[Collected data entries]
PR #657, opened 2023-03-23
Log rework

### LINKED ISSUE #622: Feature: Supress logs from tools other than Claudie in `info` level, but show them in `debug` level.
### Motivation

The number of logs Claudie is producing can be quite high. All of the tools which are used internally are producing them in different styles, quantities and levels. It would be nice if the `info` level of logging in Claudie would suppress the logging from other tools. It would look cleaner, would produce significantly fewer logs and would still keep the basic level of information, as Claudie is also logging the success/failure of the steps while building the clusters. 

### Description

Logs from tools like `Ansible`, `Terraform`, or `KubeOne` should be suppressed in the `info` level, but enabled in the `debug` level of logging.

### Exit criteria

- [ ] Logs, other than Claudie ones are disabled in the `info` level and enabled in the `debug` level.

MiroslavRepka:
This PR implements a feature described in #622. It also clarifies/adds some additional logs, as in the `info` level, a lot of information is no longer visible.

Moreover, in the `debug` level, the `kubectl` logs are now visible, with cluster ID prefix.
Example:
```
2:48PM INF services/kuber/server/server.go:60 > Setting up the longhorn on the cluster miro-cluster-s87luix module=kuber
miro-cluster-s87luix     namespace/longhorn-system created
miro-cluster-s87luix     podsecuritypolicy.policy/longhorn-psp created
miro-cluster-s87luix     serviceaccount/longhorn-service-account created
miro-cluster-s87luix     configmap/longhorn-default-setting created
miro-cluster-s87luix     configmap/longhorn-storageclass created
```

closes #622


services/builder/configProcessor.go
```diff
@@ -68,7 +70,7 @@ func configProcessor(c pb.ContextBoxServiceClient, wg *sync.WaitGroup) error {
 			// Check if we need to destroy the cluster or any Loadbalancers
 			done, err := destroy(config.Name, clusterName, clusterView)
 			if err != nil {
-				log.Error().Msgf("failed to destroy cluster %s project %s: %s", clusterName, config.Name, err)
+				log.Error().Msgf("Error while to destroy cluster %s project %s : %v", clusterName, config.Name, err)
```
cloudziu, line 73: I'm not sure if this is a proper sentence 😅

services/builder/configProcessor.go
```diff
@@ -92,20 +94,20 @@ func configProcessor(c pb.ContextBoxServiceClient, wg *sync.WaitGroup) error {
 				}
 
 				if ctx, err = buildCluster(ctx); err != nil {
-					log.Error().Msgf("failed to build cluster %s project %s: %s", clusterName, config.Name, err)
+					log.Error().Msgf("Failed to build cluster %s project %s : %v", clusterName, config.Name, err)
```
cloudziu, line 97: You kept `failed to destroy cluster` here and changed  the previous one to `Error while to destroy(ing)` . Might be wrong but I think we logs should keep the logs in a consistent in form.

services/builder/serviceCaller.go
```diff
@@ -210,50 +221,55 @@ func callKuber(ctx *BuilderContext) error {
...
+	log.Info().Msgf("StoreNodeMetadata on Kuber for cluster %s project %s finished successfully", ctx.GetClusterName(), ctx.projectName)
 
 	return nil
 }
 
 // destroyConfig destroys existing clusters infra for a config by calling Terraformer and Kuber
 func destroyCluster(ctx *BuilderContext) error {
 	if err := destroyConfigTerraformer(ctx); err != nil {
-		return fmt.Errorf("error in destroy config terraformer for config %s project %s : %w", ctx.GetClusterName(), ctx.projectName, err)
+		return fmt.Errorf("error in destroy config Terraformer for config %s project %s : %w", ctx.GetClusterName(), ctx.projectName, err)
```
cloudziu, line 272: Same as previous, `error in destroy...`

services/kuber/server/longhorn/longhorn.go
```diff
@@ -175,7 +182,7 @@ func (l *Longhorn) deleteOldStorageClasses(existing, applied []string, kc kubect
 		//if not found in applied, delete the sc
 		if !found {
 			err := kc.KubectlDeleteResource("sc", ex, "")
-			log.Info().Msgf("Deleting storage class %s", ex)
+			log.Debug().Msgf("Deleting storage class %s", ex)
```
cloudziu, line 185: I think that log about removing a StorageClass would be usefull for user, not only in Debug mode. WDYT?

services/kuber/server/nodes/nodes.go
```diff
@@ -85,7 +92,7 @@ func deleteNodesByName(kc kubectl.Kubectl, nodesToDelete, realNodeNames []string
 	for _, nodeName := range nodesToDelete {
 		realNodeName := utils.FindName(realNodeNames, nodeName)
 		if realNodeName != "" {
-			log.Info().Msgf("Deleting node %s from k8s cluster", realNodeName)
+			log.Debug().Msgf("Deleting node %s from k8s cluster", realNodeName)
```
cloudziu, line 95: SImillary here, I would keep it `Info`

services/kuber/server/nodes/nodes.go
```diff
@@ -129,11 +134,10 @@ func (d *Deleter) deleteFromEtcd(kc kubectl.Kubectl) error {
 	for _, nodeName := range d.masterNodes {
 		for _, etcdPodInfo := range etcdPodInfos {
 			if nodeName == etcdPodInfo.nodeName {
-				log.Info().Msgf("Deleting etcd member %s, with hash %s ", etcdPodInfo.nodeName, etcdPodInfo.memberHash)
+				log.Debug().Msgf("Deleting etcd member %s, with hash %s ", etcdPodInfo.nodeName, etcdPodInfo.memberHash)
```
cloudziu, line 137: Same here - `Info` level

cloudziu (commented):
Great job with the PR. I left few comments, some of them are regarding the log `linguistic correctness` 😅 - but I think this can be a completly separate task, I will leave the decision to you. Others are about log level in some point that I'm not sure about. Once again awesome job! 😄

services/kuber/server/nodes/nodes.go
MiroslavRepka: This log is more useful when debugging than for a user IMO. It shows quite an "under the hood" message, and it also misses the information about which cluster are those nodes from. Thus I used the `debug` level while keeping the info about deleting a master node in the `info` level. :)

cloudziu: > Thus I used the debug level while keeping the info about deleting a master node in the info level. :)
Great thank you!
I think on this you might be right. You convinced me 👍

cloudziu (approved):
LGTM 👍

...

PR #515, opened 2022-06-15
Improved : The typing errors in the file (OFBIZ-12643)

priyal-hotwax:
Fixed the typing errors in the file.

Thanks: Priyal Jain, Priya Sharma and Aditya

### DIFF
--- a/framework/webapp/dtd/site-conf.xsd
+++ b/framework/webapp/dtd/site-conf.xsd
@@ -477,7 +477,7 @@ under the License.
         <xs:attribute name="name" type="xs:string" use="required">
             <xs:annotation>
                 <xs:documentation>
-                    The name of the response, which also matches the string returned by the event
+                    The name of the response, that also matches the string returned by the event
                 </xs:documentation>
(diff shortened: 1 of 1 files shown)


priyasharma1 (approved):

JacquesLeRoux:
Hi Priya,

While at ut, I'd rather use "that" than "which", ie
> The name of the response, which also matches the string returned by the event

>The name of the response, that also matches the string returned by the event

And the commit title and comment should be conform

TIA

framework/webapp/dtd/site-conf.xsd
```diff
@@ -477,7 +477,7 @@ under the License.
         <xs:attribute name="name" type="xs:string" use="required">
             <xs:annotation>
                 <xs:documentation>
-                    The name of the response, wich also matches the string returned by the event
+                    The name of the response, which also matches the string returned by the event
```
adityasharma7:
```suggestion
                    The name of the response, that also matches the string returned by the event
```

* TASK ITEM:
Would you copy out each line of the records above where the word "keeping" occurs?

* RESULT BELOW:
MiroslavRepka: This log is more useful when debugging than for a user IMO. It shows quite an "under the hood" message, and it also misses the information about which cluster are those nodes from. Thus I used the `debug` level while keeping the info about deleting a master node in the `info` level. :)
cloudziu: > Thus I used the debug level while keeping the info about deleting a master node in the info level. :)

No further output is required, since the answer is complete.